Here it appears that both the modes are independently connected to the same bath. This will lead to a master equation given in Reference [41]. Further by taking the evolution of $N_k\left(t\right)=\langle c_k^{†}{c}_k\rangle$ of the kth mode (k = A,B), we get [30,41].

$$N_k\left(t\right)=(N_k\left(0\right)-N_k^{\mathrm{eq}})e^{(-{\Gamma }_{k}t)}+N_k^{\mathrm{eq}}$$

(57)

${\Gamma }_A={\Gamma }_B=\Gamma$ is the damping rate for a flat reservoir and $N_k^{\mathrm{eq}}=1/[exp\left(\beta {\mathsf{\Omega }}_k\right)-1]$. This shows that the heat absorbed or rejected by the independent modes can be addressed separately even in finite-time case.
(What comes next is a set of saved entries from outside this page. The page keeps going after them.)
PR #5688, opened 2026-05-05
#2234 type alias and internal leak

lupodevelop:
## Checklist

Hopefully this will close the issue: #2234.

_EDIT: Rewrote the summary to give it some soul. Hopefully it makes sense now._

## Summary

Currently, `@internal` types are hidden from documentation but can still leak into public APIs without any compiler feedback. This PR aims to enforce that boundary and make such leaks visible.

* Emit warnings when a public API exposes an internal type.
* Prevent `gleam publish` if these warnings are present.
* Provide an escape hatch via public aliases:

As said, this is not a full finished proposal, but a concrete starting point.

To support the alias escape hatch, I introduced `Type::Alias` into the type system so that alias information is preserved instead of being immediately expanded.

However, as @lpil pointed out, there’s an issue in the current implementation, likely due to a misunderstanding on my part. It’s nothing that can’t be resolved, but it does affect error reporting: in some cases, the actual structure of types (e.g. tuples) is hidden, which makes debugging harder and goes against Gleam’s focus on clarity.

## Open Question

To improve diagnostics, I’m considering showing both forms in error messages when they differ. For example:

```
Expected: Pair(a) (i.e. #(a, a))
Found: #(a, b)
```

Does this feel like the right direction?

I wanted to check before diving deeper into reworking the diagnostics.

## What’s Implemented

* Internal type leak detection (compiler + LSP warnings)
* `gleam publish` guard
* Initial plumbing for alias tracking in the type system

Given this, I’ll wait for feedback to validate whether the proposed approach (aside from the issue mentioned above) is useful for addressing the problem. I’m of course happy to defer to your judgment on the direction.
Also, apologies for the previous message on the PR, my attempt to over-explain likely made things more complicated than necessary.

### DIFF
--- a/CHANGELOG.md
+++ b/CHANGELOG.md
@@ -44,6 +44,39 @@
   raised in.
   ([Giacomo Cavalieri](https://github.com/giacomocavalieri))
 
+- The compiler now warns when a public function, constructor, or constant
+  exposes an `@internal` type. For example:
+
+  ```gleam
+  @internal
+  pub type Internal { ... }
+
+  pub fn process(value: Internal) -> Internal {
+    todo
+  }
+  ```
+
+  Will produce:
+
+  ```txt
+  warning: Internal type used in public interface
+    ┌─ /src/wrn.gleam:5:1
+    │
+  5 │ pub fn process(value: Internal) -> Internal {
+    │ ^^^^^^^^^^^^^^^^^^^^^^^^^^^^^^^^^^^^^^^^^^^^
+
+  The following type is internal, but is being used by this public export.
+
+      Internal
+
+  Internal types should not be used in a public facing function since
+  they are hidden from the package's documentation.
+  ```
+
+  Using `pub type Alias = Internal` is a safe escape hatch: the alias is
+  public, so using it in a public signature does not trigger the warning.
+  ([Daniele Scaratti](https://github.com/lupodevelop))
+
 ### Build tool
 
 - The `gleam dev` command now accepts the `--no-print-progress` flag. When this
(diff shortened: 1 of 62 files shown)


lpil:
Hello! Please do not generate AI summaries of PRs, they are very verbose and they are not useful. Instead please write them yourself so we can understand your thoughts, and so less time is spent reading.

The generated text says that this PR implements the agreed design, but no design has been agreed upon. Looking at the tests the behaviour of the alias system is not what we want- it hides the information about the underlying types in error messages. For example, the test for `alias Pair(a) = #(a, a); Pair(a) == #(a, b)` hides that `Pair` is a tuple, making debugging very difficult.
Clarity is of the utmost importance in Gleam, so these degraded error messages are not possible.

There are also other very impactful UX factors that we would need to consider when making such a large change to the language. This branch is useful for exploring this new language expansion, but very large amounts of design and test work needs to be done on the path to it being accepted.

lupodevelop:
Hi @lpil, thanks for the read.

I wrote the summary myself, so English isn't my first language, so I
tend toward the dry, structured tone you're seeing. I'll rewrite it
tighter. It's funny that after 2 days of work writing it, it was flagged like this 😄 .

On the substantive point: I misread the "no degraded error messages"
constraint as "preserve the alias name". You're saying the opposite.
The underlying structure must stay visible at the diagnostic site, or
the user can't see *why* the types don't match.

Direction I'd take, before re-implementing: in mismatch errors, show
both forms when they differ, e.g.

    Expected: Pair(a) (i.e. #(a, a))
    Found:    #(a, b)

Is that the shape you want? I'd rather check than rebuild blindly.

_I'll write you the Pull Request in the next few hours, without formalities_

lupodevelop:
One more thing: I don’t expect this PR to be accepted or closed right away... I’ve been digging into this for months and I'm aware that I might have missed some key context or misread the architectural vision. I just wanted to put forward a concrete attempt at solving the alias issue that's been open since 2023.

Also, for the record: 

I tend to oscillate between a 'mechanical' cold tone and a 'cryptic' one. It’s just how I navigate English. You should actually consider yourselves lucky: in my native Italian, I am so wordy and chaotic that reading my technical summaries feels like a psychedelic trip you’d need a long vacation to recover from. 

Consider my current 'robotic' coldness a courtesy to your mental health! 😄

I'm ready to dismantle and rebuild whatever is needed based on your feedback.

PR #5690, opened 2026-05-07
fix: escape double-quotes in beam compiler path formatting

maennchen:
escape_path only escaped backslashes, not double-quote characters. Since paths are embedded in an Erlang string literal sent to the compile escript, a filename containing " could break out of the string delimiter and produce a malformed module list.


lpil (approved):
Thank you!!!

PR #5692, opened 2026-05-07
Decrease JS verbosity when destructuring exhaustive patterns with `let`

### LINKED ISSUE #5679: Destructuring with `let` produces slightly verbose javascript
I triggered the "Pattern match on variable" code action, which caused the compiler to generate this line:

```gleam
let Model(tick:, app:, mounted:, state:, connected_clients:) = model
```

however, this compiles to the following JavaScript:

```js
let tick;
let app;
let mounted;
let state$1;
let connected_clients;
tick = model.tick;
app = model.app;
mounted = model.mounted;
state$1 = model.state;
connected_clients = model.connected_clients;
```

when instead using a case expression, the JavaScript matches more what I would expect:

```gleam
case model {
 Model(tick:, app:, mounted:, state:, connected_clients:) -> todo
}
```

compiles to

```js
let tick = model.tick;
let app = model.app;
let mounted = model.mounted;
let state$1 = model.state;
let connected_clients = model.connected_clients;
throw makeError(...)
```

in theory, this could use the Javascript object destructuring syntax as well, but at least those 2 could be equivalent I think?

~ 💜

gavinmorrow:
Fixes #5679.

### DIFF
--- a/CHANGELOG.md
+++ b/CHANGELOG.md
@@ -51,6 +51,11 @@
 
   ([Daniele Scaratti](https://github.com/lupodevelop))
 
+- The code generated for destructuring exhaustive patterns is now less verbose
+  on the JavaScript target.
+
+  ([Gavin Morrow](https://github.com/gavinmorrow))
+
 ### Build tool
 
 - The `gleam dev` command now accepts the `--no-print-progress` flag. When this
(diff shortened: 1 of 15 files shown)


lpil (approved):
Wow, lovely!! Thank you!!

PR #5696, opened 2026-05-09
Deduplicate bitArraySliceToFloat calls in JS codegen

### LINKED ISSUE #4658: Avoid calling `bitArraySliceToFloat` in generated JS for float patterns
Today when using a `:float` bit array pattern the `bitArraySliceToFloat` function is called twice with the same arguments. This is wasted work!

Change the code generator to do it only once, saving the result to a variable to use twice.

kimjune01:
Closes #4658

The JS code generator was calling `bitArraySliceToFloat` twice with the same arguments when matching on float bit array patterns — once for the `Number.isFinite` check and again for the body binding. This caches the result in a variable during the check (`$ = bitArraySliceToFloat(...)`) so the body binding can reuse it.

### DIFF
--- a/compiler-core/src/javascript/decision.rs
+++ b/compiler-core/src/javascript/decision.rs
@@ -432,6 +432,7 @@ impl<'a> CasePrinter<'_, '_, 'a, '_> {
             let old_names = self.variables.scoped_variable_names.clone();
             let old_segments = self.variables.segment_values.clone();
             let old_segment_names = self.variables.scoped_segment_names.clone();
+            let old_cached_float = self.variables.cached_float_var.clone();
 
             let result = self.decision(fallback);
 
@@ -459,6 +460,7 @@ impl<'a> CasePrinter<'_, '_, 'a, '_> {
             self.variables.scoped_variable_names = old_names;
             self.variables.segment_values = old_segments;
             self.variables.scoped_segment_names = old_segment_names;
+            self.variables.cached_float_var = old_cached_float;
             return result;
         }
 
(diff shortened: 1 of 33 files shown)


compiler-core/src/javascript/decision.rs
```diff
@@ -1821,6 +1859,22 @@ impl<'generator, 'module, 'a> Variables<'generator, 'module, 'a> {
...
             check_assignments.push(let_doc(variable_name, segment_value))
         }
+
+        // If this is a `SegmentIsFiniteFloat` check, declare a variable to
+        // cache the result of the float read. The variable is declared here
+        // (before the if-condition) but assigned inside the condition via an
+        // assignment expression `$N = bitArraySliceToFloat(...)`. This way
+        // the float is only computed after earlier checks (like size) pass,
+        // and the result can be reused in the body binding.
+        if let RuntimeCheck::BitArray {
```
jtdowney, line 1869: This pushes unconditionally but only pops on reads. I cloned your branch and added a test that shows this.

```rust
#[test]
fn case_match_float_discard_first() {
    assert_js!(
        r#"
pub fn go(x) {
  case x {
    <<_:float-32, b:float-32>> -> "float"
    _ -> "other"
  }
}
"#,
    );
}
```

The JS code produced is:

```js
import { bitArraySliceToFloat } from "../gleam.mjs";

export function go(x) {
  if (x.bitSize >= 32) {
    let $;
    if (
      Number.isFinite($ = bitArraySliceToFloat(x, 0, 32, true)) &&
      x.bitSize === 64
    ) {
      let $1;
      if (Number.isFinite($1 = bitArraySliceToFloat(x, 32, 64, true))) {
        let b = $;
        return "float";
      } else {
        return "other";
      }
    } else {
      return "other";
    }
  } else {
    return "other";
  }
}
```

As you can see `b` is assigned the value from `$` and not `$1`.

lpil:

ankddev:
@lpil Looking at their profile this is a LLM agent. I've seen quite a lot contributions by them in other projects.

PR #5703, opened 2026-05-11
Improve error for pattern match prefix and suffix

### LINKED ISSUE #5695: Add better error message when pattern matching on string prefix and suffix
When attempting to pattern match on both the suffix and prefix of a string, the error message could be friendlier.

For example, with
```gleam
case "my string!" {
  "my " <> object <> "!" -> todo
  start <> "!" -> todo
}
```

The current error is:
```gleam
error: Syntax error
  ┌─ /private/tmp/match_string_end/src/match_string_end.gleam:5:21
  │
5 │     "my " <> object <> "!" -> todo
  │                     ^^ I was not expecting this

Found `<>`, expected one of:
- `->`

```

Compare to the error if you don't try to match on the string's prefix:
```gleam
error: Syntax error
  ┌─ /private/tmp/match_string_end/src/match_string_end.gleam:6:5
  │
6 │     start <> "!" -> todo
  │     ^^^^^ This must be a string literal

We can't tell what size this prefix should be so we don't know
how to handle this pattern.

If you want to match one character consider using `pop_grapheme`
from the stdlib's `gleam/string` module.
```

Thanks to [@the_tank_man_](https://discord.com/channels/768594524158427167/768594524158427170/1502644925253030060) from the discord for suggesting this :]

Also, I can start working on this.

gavinmorrow:
Fixes #5695

An example of the new error:

```
error: Syntax error
  ┌─ /src/parse/error.gleam:2:23
  │
2 │     "prefix" <> infix <> "suffix" -> infix
  │                       ^^^^^^^^^^^ This pattern is not allowed

A string pattern can only match on a literal string prefix.

Matching on a literal suffix is not possible, because `infix` would have an
unknown size.
```


gavinmorrow:
@lpil This is ready, except that I'm not sure if/where to add tests. Do error messages get tests?

lpil:
Could you put some in here please 🙏  https://github.com/gleam-lang/gleam/blob/main/compiler-core/src/parse/tests.rs

gavinmorrow:
@lpil it's ready for review!

compiler-core/src/parse/snapshots/gleam_core__parse__tests__assign_infix_of_concat_pattern.snap
```diff
@@ -0,0 +1,21 @@
...
+  ┌─ /src/parse/error.gleam:2:17
+  │
+2 │     "prefix" <> infix <> "suffix" -> infix
+  │                 ^^^^^ This must be a string literal prefix
+
+We can't tell what size this infix should be so we don't know
+how to handle this pattern.
+
+If you want to match one character consider using `pop_grapheme`
+from the stdlib's `gleam/string` module.
```
giacomocavalieri: I think I'd slightly change the wording, and I wouldn't recommend `pop_grapheme`, doesn't seem all that useful and it's easy to write very slow code with that.

```suggestion
----- ERROR
error: Syntax error
  ┌─ /src/parse/error.gleam:2:17
  │
2 │     "prefix" <> wibble <> "suffix" -> infix
  │                        ^^^^^^^^^^^ This pattern is not allowed

A string pattern can only match on a literal string prefix.
Matching on a literal suffix is not possible, because `wibble` would have an unknown size.
```

gavinmorrow: That's much better wording, ty!

compiler-core/src/parse.rs
gavinmorrow, line 1: Is the repetition acceptable, or should I find a way to put it in a function?

compiler-core/src/parse/error.rs
```diff
@@ -555,6 +560,18 @@ utf16_codepoint, utf32_codepoint, signed, unsigned, big, little, native, size, u
                 extra_labels: vec![],
             },
 
+            ParseErrorType::ConcatPatternVariableWithSuffix  { name}=> ParseErrorDetails {
```
lpil: Formatting looks off here

compiler-core/src/parse/error.rs
```diff
@@ -555,6 +560,18 @@ utf16_codepoint, utf32_codepoint, signed, unsigned, big, little, native, size, u
...
+                text: [
+                    "A string pattern can only match on a literal string prefix.",
+                    "",
+                    &format!("Matching on a literal suffix is not possible, because `{}` would have an unknown size.", name),
```
lpil: Wrap long lines please. The width of this is variable, so the `wrap` function or `wrap_format` macro would need to be used here.

lpil (commented):
Thank you!! Couple small notes inline

gavinmorrow:
@lpil thanks for the comments! I made some changes.

giacomocavalieri (approved):
Lovely! Would you mind rebasing on main?

gavinmorrow:
@giacomocavalieri I rebased, thank you!

compiler-core/src/parse.rs
lpil: It's fine :)

lpil (approved):
Very nice!! Thank you very much!!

A similar approach is possible for the spin systems also.

Hence an interesting direction of enquiry is to study the finite-power characteristics of the engine which is important from the practical point of view also [54]. This can be achieved by considering the system being in contact with the reservoir only for a finite-time. In that case, one should also consider fast adiabatic branches in the cycle. So in the adiabatic branches, the system will create coherence due to fast changes of the external parameter and the thermalization processes suppresses theses coherence. Now let us consider the time scale ${\tau }_{adi}$ for quantum adiabatic processes (Stage 2 and Stage 4), is to be much smaller than the time scales ${\tau }_{rel}^h$ and ${\tau }_{rel}^c$ that the system is attached to the hot bath and the cold bath respectively. In this approximation, we can define finite power for the engine without creating coherences between the eigenstates of the Hamiltonian during the adiabatic processes. Therefore, for finite-time cycles, we can show the existence of the bounds for the figures of merit, as given in Equaitons (22) and (47) because the total heat absorbed or rejected is the sum of the contributions from the independent subsystems. Another possibility is to study the performance of a hybrid-system, where spin and harmonic oscillator are coupled. The Hamiltonian for such system is given as [55,56]

$$H_{hyb}=(S^{+}{S}^{-}+\frac{1}{2})\mathsf{\Omega }+\left(c^{†}c+\frac{1}{2}\right)\mathsf{\Omega }+g(S^{+}c+S^{-}{c}^{†}),$$

(58)

where g is the coupling parameter. This system is studied as a heat engine in a recent work [57].